How can students get the most out of an Intro to Data Analytics program like this?
With an intro class, it's about enjoying the challenges. Consider making a list of the things that you wish you could do but can't yet. Those are things you can focus on in class and ask questions about. Try to map those things with what the actual course is about. If the course is about data visualization, data prep, and data analysis, then the problems you write down should be relatable to that. This should help you answer some business questions, make strategic decisions, or know whether you should recommend something. What are those burning questions that you are dying to answer and are not able to without the help of a Data Analyst?
The other thing I would recommend is a bit of preparation. The more the student is actually doing on their own to prepare themselves and get comfortable the better. If you're somebody who is not comfortable with excel yet, it might make sense to do some prep work on your own to get comfortable with that.

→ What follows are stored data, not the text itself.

PR #1722, opened 2018-04-30
RHPAM-630: Stunner - Can't compile process with reusable subprocess when new marshaller is enabled

evacchi:
Fixes the JIRA issue in the subject


evacchi:
@hasys @romartin please take a look at this when you have time

hasys:
Hi @evacchi, is it possible to write some tests for this change?

evacchi:
I have updated some existing tests because they were -- in fact -- inconsistent, according to engine error:

     `Process 'process' [test.process]: Node 'Subprocess' [1] SubProcess you can only set independent to 'false' only when 'Wait for completion' is set to true.`

these tests actually were with independent="false" AND waitForCompletion="false"

PR #1733, opened 2018-05-02
Stunner - Fix shifted events after migration - fix for bpmn2 exporter…

tsurdilo:
… setting


kie-wb-common-stunner/kie-wb-common-stunner-sets/kie-wb-common-stunner-bpmn/kie-wb-common-stunner-bpmn-backend/src/main/java/org/kie/workbench/common/stunner/bpmn/backend/legacy/Bpmn2JsonUnmarshaller.java
```diff
@@ -198,6 +198,9 @@
     public static final String defaultFontColor = "#000000";
     public static final String defaultSequenceflowColor = "#000000";
 
+    public static final String exporterName = "jBPM Process Modeler";
+    public static final String exporterVersion = "1.0";
```
romartin: hey @tsurdilo , what is this version used for? You think it makes sense to use the current module version (`7.x`) rather than `1.0`? Should we be updating this version on each new release?

tsurdilo: @romartin its not used at all. I think this is OK as othrwise we would need to add source filteering in pom or something which is not needed. Designer will be able to determine that bpmn2 was not generated by itself just from the exporter name.

PR #2392, opened 2019-01-14
[DROOLS-3518] Propagating generic-type info to AsyncPackageDataModel

gitgabrio:
@jomarko @Rikkola @manstis 
Scope oif this PR is to propagate generic-type information to client-side, inside AsyncPackageDataModelOracle/AsyncPackageDataModelOracleImpl

### DIFF
--- a/kie-wb-common-services/kie-wb-common-datamodel/kie-wb-common-datamodel-backend/src/main/java/org/kie/workbench/common/services/datamodel/backend/server/DataModelOracleUtilities.java
+++ b/kie-wb-common-services/kie-wb-common-datamodel/kie-wb-common-datamodel-backend/src/main/java/org/kie/workbench/common/services/datamodel/backend/server/DataModelOracleUtilities.java
@@ -242,6 +242,8 @@ public class DataModelOracleUtilities {
         dataModel.setAllPackageElements(oracle.getAllExtensions());
         dataModel.setGlobalTypes(oracle.getPackageGlobals());
         dataModel.setPackageNames(oracle.getModulePackageNames());
+
+        dataModel.setModuleFieldParametersTypes(oracle.getModuleFieldParametersType());
     }
 
     public static void populateDataModel(final PackageDataModelOracle oracle,
--- a/kie-wb-common-widgets/kie-wb-common-ui/src/test/java/org/kie/workbench/common/widgets/client/datamodel/AsyncPackageDataModelOracleImplTest.java
+++ b/kie-wb-common-widgets/kie-wb-common-ui/src/test/java/org/kie/workbench/common/widgets/client/datamodel/AsyncPackageDataModelOracleImplTest.java
@@ -49,6 +49,8 @@ import org.uberfire.client.callbacks.Callback;
 import static org.junit.Assert.assertArrayEquals;
 import static org.junit.Assert.assertEquals;
 import static org.junit.Assert.assertFalse;
+import static org.junit.Assert.assertNotNull;
+import static org.junit.Assert.assertNull;
 import static org.junit.Assert.assertTrue;
 import static org.mockito.Mockito.any;
 import static org.mockito.Mockito.anyList;
@@ -98,6 +100,8 @@ public class AsyncPackageDataModelOracleImplTest {
         oracle.addSuperTypes(createSuperTypes());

For someone who doesn't even feel ready for an Intro to Data Analytics course, are there any online resources that you recommend?
I'd suggest focusing on Excel and BI tools like Tableau for preparing. There are plenty of resources for that.
For those who are actually looking to change careers, SQL and Python are a good place to start to get into the more advanced analysis. I'd strongly recommend Khan Academy's SQL Introduction as a great primer. For Python, free resources from Twilio have come out recently. Digital Ocean has done some amazing work in the past few years in creating some phenomenal tutorials.